* [WORK TO BE COMPLETED]
For every line that contains the string "cannel", pull that line out of the material below.

** Opening EXERCISE INPUT block **

PR #2604, opened 2023-05-17
Test HTTP/2 `KeepAliveManager` with `DuplexChannel`

idelpivnitskiy:
Motivation:

`KeepAliveManagerTest` covers only non-duplex `Channel` use-case. However, `KeepAliveManager` state machine is a lot more complex for `DuplexChannel`. We need to enhance test coverage for the most used case.

Modifications:
- Parametrize `KeepAliveManagerTest` to test with duplex and non-duplex `Channel`, add more assertions;
- Modify `H2ParentConnectionContext` and `KeepAliveManager` to accept `Http2StreamChannel` instead of `Channel`;
- `KeepAliveTest`: fix `clientBuilder.initializeHttp` override issue (`CLIENT_CTX` is not set), do some other minor refactoring;

Result:

Enhanced test coverage for `KeepAliveManager`.

### DIFF
--- a/servicetalk-http-netty/src/test/java/io/servicetalk/http/netty/KeepAliveManagerTest.java
+++ b/servicetalk-http-netty/src/test/java/io/servicetalk/http/netty/KeepAliveManagerTest.java
@@ -16,24 +16,36 @@
 package io.servicetalk.http.netty;
 
 import io.servicetalk.http.netty.H2ProtocolConfig.KeepAlivePolicy;
+import io.servicetalk.transport.netty.internal.EmbeddedDuplexChannel;
 
 import io.netty.buffer.ByteBuf;
+import io.netty.channel.Channel;
+import io.netty.channel.ChannelHandlerContext;
+import io.netty.channel.ChannelInboundHandlerAdapter;
 import io.netty.channel.ChannelPromise;
 import io.netty.channel.embedded.EmbeddedChannel;
+import io.netty.channel.socket.ChannelInputShutdownReadComplete;
+import io.netty.channel.socket.ChannelOutputShutdownEvent;
 import io.netty.handler.codec.http2.DefaultHttp2PingFrame;
 import io.netty.handler.codec.http2.Http2Error;
 import io.netty.handler.codec.http2.Http2GoAwayFrame;
 import io.netty.handler.codec.http2.Http2PingFrame;
+import io.netty.handler.codec.http2.Http2StreamChannel;
+import io.netty.handler.ssl.SslCloseCompletionEvent;
 import io.netty.util.concurrent.Promise;
 import org.hamcrest.Matcher;
-import org.junit.jupiter.api.Test;
+import org.junit.jupiter.api.AfterEach;
+import org.junit.jupiter.params.ParameterizedTest;
+import org.junit.jupiter.params.provider.ValueSource;
 
 import java.util.concurrent.BlockingQueue;
 import java.util.concurrent.LinkedBlockingQueue;
 import java.util.concurrent.ThreadLocalRandom;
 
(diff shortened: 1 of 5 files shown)


servicetalk-http-netty/src/test/java/io/servicetalk/http/netty/KeepAliveManagerTest.java
```diff
@@ -47,41 +59,54 @@
 
 class KeepAliveManagerTest {
 
+    private final BlockingQueue<ScheduledTask> scheduledTasks = new LinkedBlockingQueue<>();
```
daschl, line 62: I know it wasn't done in the original code / this refactoring, but would it make sense in the BeforeEach method (or setUp) to clear this queue to have every test start with a deterministic fresh state?

servicetalk-http-netty/src/test/java/io/servicetalk/http/netty/KeepAliveManagerTest.java
```diff
@@ -338,4 +396,33 @@ private static final class ScheduledTask {
...
+    private static final class KeepAliveManagerHandler extends ChannelInboundHandlerAdapter {
+        private KeepAliveManager keepAliveManager;
+
+        void keepAliveManager(KeepAliveManager keepAliveManager) {
+            this.keepAliveManager = requireNonNull(keepAliveManager);
+        }
+
+        @Override
+        public void channelInactive(final ChannelHandlerContext ctx) {
+            keepAliveManager.channelClosed();
```
daschl, line 409: IIRC handlerRemoved and channelInactive can be both called one after another in the pipeline, is it necessary to add an "already closed" check in `KeepAliveManager#channelClosed`? The implementation of the method looks fine to me side-effect wise, just double checking with you if it's ok.

servicetalk-http-netty/src/test/java/io/servicetalk/http/netty/KeepAliveManagerTest.java
```diff
@@ -338,4 +396,33 @@ private static final class ScheduledTask {
...
+        }
+
+        @Override
+        public void userEventTriggered(final ChannelHandlerContext ctx, final Object evt) throws Exception {
+            if (evt == ChannelInputShutdownReadComplete.INSTANCE || evt == SslCloseCompletionEvent.SUCCESS) {
+                keepAliveManager.channelInputShutdown();
+            } else if (evt == ChannelOutputShutdownEvent.INSTANCE) {
+                keepAliveManager.channelOutputShutdown();
+            } else {
+                release(evt);
```
daschl, line 424: Should any other user-triggered events cause failure? (i.e. they are unexpected?)

servicetalk-http-netty/src/test/java/io/servicetalk/http/netty/KeepAliveManagerTest.java
idelpivnitskiy: Thanks for calling it out. It looks idempotent to me. It only overrides the states and cancels if there are any futures.

servicetalk-http-netty/src/test/java/io/servicetalk/http/netty/KeepAliveManagerTest.java
idelpivnitskiy: I don't think so. My understanding is that user events are fired as best effort to notify a pipeline about something. Other handlers are free to ignore those events if they do not depend on them. 

This handler is a simplification of what we have in `H2ParentConnectionContext.AbstractH2ParentConnection`.

daschl (approved):

PR #2605, opened 2023-05-17
`KeepAliveManager`: improve debuggability

idelpivnitskiy:
Motivation:

`KeepAliveManager` has very limited logging that doesn't describe what is going on during graceful closure process. Also, it's internal state is not user-friendly when analyzing heap dumps.

Modifications:
- Add more logging, include the parent `channel` in every log statement with extra information from internal fields when necessary;
- Use enum for internal state instead of `Object` constants;
- Rename `activeChildChannels` -> `activeStreams` to align name with public API;

Result:

More debug-level visibility, easy to read internal state for heap dump analysis.


daschl (approved):
Good refactoring!

PR #2606, opened 2023-05-20
WriteStreamSubscriberTest verify writability change

Scottmitch:
Motivation:
WriteStreamSubscriberTest should verify assumptions about how Channel#byteBeforeUnwritable works relative to writability change notifications as otherwise we may stop requesting data and hang.


Scottmitch:
Expected to fail until https://github.com/netty/netty/pull/13389 is merged/released.

tkountis (approved):

PR #2608, opened 2023-05-22
Handle graceful closure for indefinite streams

idelpivnitskiy:
Motivation:

Indefinitely running streams do not allow graceful closure to finish. Users have to apply a timeout for graceful closure and force close the channel. We need to verify that this scenario correctly closes the connection on both sides.

Modifications:
- Enhance `GracefulConnectionClosureHandlingTest` to validate the described use-case.
- Adjust `RequestResponseCloseHandler` to close the channel when input is shutdown before it can read the full incoming message. This reverts #53. Affects only HTTP/1.x.
- Adjust `RequestResponseCloseHandlerTest` for new behavior.
- `KeepAliveManager`: close the channel if write fails.

Results:

1. Connection is correctly closed on both ends when a closure is forced after incomplete graceful closure.
2. `KeepAliveManager` doesn't leave a connection in a hanging state if one of its write operations fails.

### DIFF
--- a/servicetalk-http-netty/src/main/java/io/servicetalk/http/netty/KeepAliveManager.java
+++ b/servicetalk-http-netty/src/main/java/io/servicetalk/http/netty/KeepAliveManager.java
@@ -130,7 +130,8 @@ final class KeepAliveManager {
             pingWriteCompletionListener = idlenessThresholdNanos > 0 ? future -> {
                 assert channel.eventLoop().inEventLoop();
                 if (!future.isSuccess()) {
-                    LOGGER.debug("{} Failed writing a PING frame after idleness is detected", channel, future.cause());
+                    LOGGER.debug("{} Failed to write a PING frame after idleness is detected, closing the channel",
+                            channel, future.cause());
                     close0(future.cause());
                 } else if (keepAliveState == State.KEEP_ALIVE_ACK_PENDING) {
                     // Schedule a task to verify ping ack within the pingAckTimeoutMillis
@@ -144,8 +145,8 @@ final class KeepAliveManager {
                             channel.writeAndFlush(new DefaultHttp2GoAwayFrame(NO_ERROR))
                                     .addListener(f -> {
                                         if (!f.isSuccess()) {
-                                            LOGGER.debug("{} Failed writing the last GO_AWAY after PING(ACK) timeout",
-                                                    channel, f.cause());
+                                            LOGGER.debug("{} Failed to write the last GO_AWAY after PING(ACK) " +
+                                                            "timeout, closing the channel", channel, f.cause());
                                         }
                                         close0(f.cause());
                                     });
@@ -324,7 +325,8 @@ final class KeepAliveManager {
         channel.writeAndFlush(new DefaultHttp2PingFrame(GRACEFUL_CLOSE_PING_CONTENT)).addListener(future -> {
             assert channel.eventLoop().inEventLoop();
             if (!future.isSuccess()) {
-                LOGGER.debug("{} Failed writing the first GO_AWAY and PING frames", channel, future.cause());
+                LOGGER.debug("{} Failed to write the first GO_AWAY and PING frames, closing the channel",
+                        channel, future.cause());
                 close0(future.cause());
             } else if (gracefulCloseState == State.GRACEFUL_CLOSE_START) {
                 // If gracefulCloseState is not GRACEFUL_CLOSE_START that means we have already received the PING(ACK)
@@ -353,7 +355,7 @@ final class KeepAliveManager {
 
         channel.writeAndFlush(new DefaultHttp2GoAwayFrame(NO_ERROR)).addListener(future -> {
             if (!future.isSuccess()) {
-                LOGGER.debug("{} Failed writing the second GO_AWAY", channel, future.cause());
+                LOGGER.debug("{} Failed to write the second GO_AWAY, closing the channel", channel, future.cause());
                 close0(future.cause());
             } else if (activeStreams == 0) {
                 close0(null);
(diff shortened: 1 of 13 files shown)


servicetalk-http-netty/src/main/java/io/servicetalk/http/netty/KeepAliveManager.java
```diff
@@ -129,7 +129,10 @@ protected void channelIdle(final ChannelHandlerContext ctx, final IdleStateEvent
             final long idlenessThresholdNanos = keepAlivePolicy.idleDuration().toNanos();
             pingWriteCompletionListener = idlenessThresholdNanos > 0 ? future -> {
                 assert channel.eventLoop().inEventLoop();
-                if (future.isSuccess() && keepAliveState == State.KEEP_ALIVE_ACK_PENDING) {
+                if (!future.isSuccess()) {
+                    LOGGER.debug("{} Failed writing a PING frame after idleness is detected", channel, future.cause());
```
daschl, line 133: Consider mentioning in the log that the cannel is now going to be proactively closed.

servicetalk-http-netty/src/main/java/io/servicetalk/http/netty/KeepAliveManager.java
```diff
@@ -317,9 +323,12 @@ private void doCloseAsyncGracefully0(final Runnable whenInitiated) {
         channel.write(goAwayFrame);
         channel.writeAndFlush(new DefaultHttp2PingFrame(GRACEFUL_CLOSE_PING_CONTENT)).addListener(future -> {
             assert channel.eventLoop().inEventLoop();
-            // If gracefulCloseState is not GRACEFUL_CLOSE_START that means we have already received the PING(ACK) and
-            // there is no need to apply the timeout.
-            if (future.isSuccess() && gracefulCloseState == State.GRACEFUL_CLOSE_START) {
+            if (!future.isSuccess()) {
+                LOGGER.debug("{} Failed writing the first GO_AWAY and PING frames", channel, future.cause());
+                close0(future.cause());
```
daschl, line 328: Consider mentioning in the log that the cannel is now going to be proactively closed.

servicetalk-http-netty/src/main/java/io/servicetalk/http/netty/KeepAliveManager.java
```diff
@@ -343,13 +352,16 @@ private void gracefulCloseWriteSecondGoAway() {
         gracefulCloseState = State.GRACEFUL_CLOSE_SECOND_GO_AWAY_SENT;
 
         channel.writeAndFlush(new DefaultHttp2GoAwayFrame(NO_ERROR)).addListener(future -> {
-            if (activeStreams == 0) {
-                close0();
+            if (!future.isSuccess()) {
+                LOGGER.debug("{} Failed writing the second GO_AWAY", channel, future.cause());
+                close0(future.cause());
```
daschl, line 357: Consider mentioning in the log that the cannel is now going to be proactively closed.

servicetalk-http-netty/src/test/java/io/servicetalk/http/netty/GracefulConnectionClosureHandlingTest.java
```diff
@@ -146,26 +158,28 @@ class GracefulConnectionClosureHandlingTest {
...
-                    SERVER_CTX.ioExecutor().isUnixDomainSocketSupported(),
+            assumeTrue(SERVER_CTX.ioExecutor().isUnixDomainSocketSupported(),
                     "Server's IoExecutor does not support UnixDomainSocket");
-            Assumptions.assumeTrue(
-                    CLIENT_CTX.ioExecutor().isUnixDomainSocketSupported(),
+            assumeTrue(CLIENT_CTX.ioExecutor().isUnixDomainSocketSupported(),
                     "Client's IoExecutor does not support UnixDomainSocket");
             assumeFalse(viaProxy, "UDS cannot be used via proxy");
         }
         assumeFalse(protocol == HTTP_2 && viaProxy, "Proxy is not supported with HTTP/2");
```
daschl, line 178: nit: could simplify to

```suggestion
if (viaProxy) {
  assumeFalse(!secure, "Proxy tunnel works only with secure connections");
  assumeFalse(protocol == HTTP_2, "Proxy is not supported with HTTP/2");
}

```

servicetalk-http-netty/src/test/java/io/servicetalk/http/netty/GracefulConnectionClosureHandlingTest.java
```diff
@@ -241,26 +268,57 @@ public Completable accept(final ConnectionContext context) {
...
                         }
-                        data.add(Arguments.of(protocol, initiateClosureFromClient, useUds, viaProxy));
                     }
                 }
             }
         }
         return data;
     }
 
+    private static Collection<Arguments> dataWithKeepAlive() {
```
daschl, line 307: consider adding a docblock here, the method is quite dense with array manipulation - just briefly explaining what it does to the arguments?

servicetalk-transport-netty-internal/src/main/java/io/servicetalk/transport/netty/internal/DefaultNettyConnection.java
```diff
@@ -876,7 +876,9 @@ public void handlerRemoved(ChannelHandlerContext ctx) {
 
         @Override
         public void exceptionCaught(ChannelHandlerContext ctx, Throwable cause) {
-            connection.nettyChannelPublisher.channelOnError(unwrapThrowable(cause));
+            final Throwable throwable = unwrapThrowable(cause);
+            tryFailSubscriber(throwable);
```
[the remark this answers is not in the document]
idelpivnitskiy: Actually, let me revert this change. It's not required for new tests in this PR and I think it's not required at all because the subscriber will be notified inside either channelActive or SSL handshake completion. If an exception is propagated before any of these 2 events, the channel will be closed anyway.
I would say we need a reproducer before we add this.

daschl (approved):
Looks good to me, but as talked about offline @Scottmitch should also look over the state machine parts.

Scottmitch (approved):

mgodave (approved):
This looks to be an issue we are currently seeing as well.

tkountis (approved):
most approvals ever

PR #50, opened 2026-02-09
Claude/focused dewdney

jbearak:
## Summary by CodeRabbit

* **Documentation**
  * Restructured README into an "Editor Setup" section with cross-editor LSP guidance, stdio usage, clarified install/build flow, expanded Quick Start and "When to Use" to emphasize cross-file symbol resolution and diagnostics, and condensed deprecated extension-specific guidance.

* **New Features**
  * Added redundant-directive severity setting and expanded cross-file severity options to accept "off" so each diagnostic category can be disabled.

### DIFF
--- a/README.md
+++ b/README.md
@@ -16,9 +16,9 @@ Pre-built binaries are available from the [releases page](../../releases).
 
 ### Editor Setup
 
-Raven is a standard Language Server Protocol (LSP) server. This repository includes a VS Code extension, but the binary works with any editor that supports LSP.
+Raven provides cross-file symbol resolution, position-aware scope, and diagnostics for R codebases. It works with any editor that supports the Language Server Protocol (LSP).
 
-**VS Code:** The extension is bundled with the binary. After running `setup.sh`, reload VS Code to activate.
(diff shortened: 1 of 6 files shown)


README.md
```diff
@@ -14,8 +14,25 @@ cd raven
 ### Download from Releases
 Pre-built binaries are available from the [releases page](../../releases).
 
-### VS Code Extension
-The extension is bundled with the binary. After running `setup.sh`, reload VS Code to activate.
+### Editor Setup
+
+Raven is a standard Language Server Protocol (LSP) server. This repository includes a VS Code extension, but the binary works with any editor that supports LSP.
+
+**VS Code:** The extension is bundled with the binary. After running `setup.sh`, reload VS Code to activate.
```
jbearak: `setup.sh` is for development, so I wouldn't suggest running setup.sh. I also wouldn't say the extension is "bundled with" the binary. Rather, the _extension_ is what bundles the binary -- so that one can install the .vsix w/o also installing the binary. However, rather than explaining this, I think we might want to create accuracy by _deleting_ text. If anything, we could state that both (the extension and the binary) can be found on the Releases page (link)

PR #113, opened 2026-04-26
fix: log warning instead of unwrap on spawn_blocking join failure in debounce_loop

### LINKED ISSUE #111: Log warning on spawn_blocking JoinError in debounce_loop drain
## Context

In `crates/raven/src/libpath_watcher.rs` line ~494, the `spawn_blocking` call that drains queued notify events uses `.unwrap_or_default()` on `JoinError`:

```rust
let drained_paths: Vec<PathBuf> = tokio::task::spawn_blocking(move || {
    let mut paths = Vec::new();
    let guard = rx_arc.lock().unwrap();
    while let Ok(res) = guard.try_recv() { ... }
    paths
})
.await
.unwrap_or_default();
```

A `JoinError` here means the blocking task panicked (likely from a poisoned `StdMutex`) or the runtime is shutting down. The current code silently swallows this and continues with an empty path list, which means `touched_from_events` will miss in-place package upgrades for that debounce cycle.

## Suggested fix

Replace `.unwrap_or_default()` with an explicit match that logs a warning before falling back to an empty vec:

```rust
let drained_paths: Vec<PathBuf> = match tokio::task::spawn_blocking(move || {
    // ...
})
.await
{
    Ok(paths) => paths,
    Err(e) => {
        log::warn!("LibpathWatcher: drain task failed: {e}");
        Vec::new()
    }
};
```

This keeps the soft-failure behavior (losing drain paths is non-fatal — the diff still runs) while making the failure visible in logs for debugging.

## Why this is non-fatal vs the capture site

The other two `spawn_blocking` sites (`LibpathSnapshot::capture`) treat `JoinError` as fatal and send `LibpathEvent::Dropped`. That is correct because without a snapshot, no diff can run. The drain failure is different: the diff still runs against the new snapshot, it just has a smaller `touched` set for that one cycle. Logging is sufficient.

## References

- `crates/raven/src/libpath_watcher.rs` `debounce_loop` (~line 494)
- Identified during code review of #108

jbearak:
Replace `.unwrap_or_default()` on the `spawn_blocking` join handle with an
explicit match so a panicking drain task produces a visible warning instead of
silently dropping the error.

---

<a href="https://app.devin.ai/review/jbearak/raven/pull/113" target="_blank">
  <picture>
    Open in Devin Review
  </picture>
</a>

Closes #111 

## Summary by CodeRabbit

* **Bug Fixes**
  * Enhanced error handling and logging for internal event tracking to better diagnose processing failures when they occur.

### DIFF
--- a/crates/raven/src/libpath_watcher.rs
+++ b/crates/raven/src/libpath_watcher.rs
@@ -471,7 +471,7 @@ async fn debounce_loop(
                 };
                 tokio::time::sleep(debounce).await;
                 let rx_arc = Arc::clone(&raw_rx);
-                let drained_paths: Vec<PathBuf> = tokio::task::spawn_blocking(move || {
+                let drained_paths: Vec<PathBuf> = match tokio::task::spawn_blocking(move || {
                     let mut paths = Vec::new();
                     let guard = rx_arc.lock().unwrap();
                     while let Ok(res) = guard.try_recv() {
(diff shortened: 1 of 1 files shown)


jbearak:
@coderabbit review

** Closing EXERCISE INPUT block **

* [EXERCISE SOLUTION]
daschl, line 133: Consider mentioning in the log that the cannel is now going to be proactively closed.
daschl, line 328: Consider mentioning in the log that the cannel is now going to be proactively closed.
daschl, line 357: Consider mentioning in the log that the cannel is now going to be proactively closed.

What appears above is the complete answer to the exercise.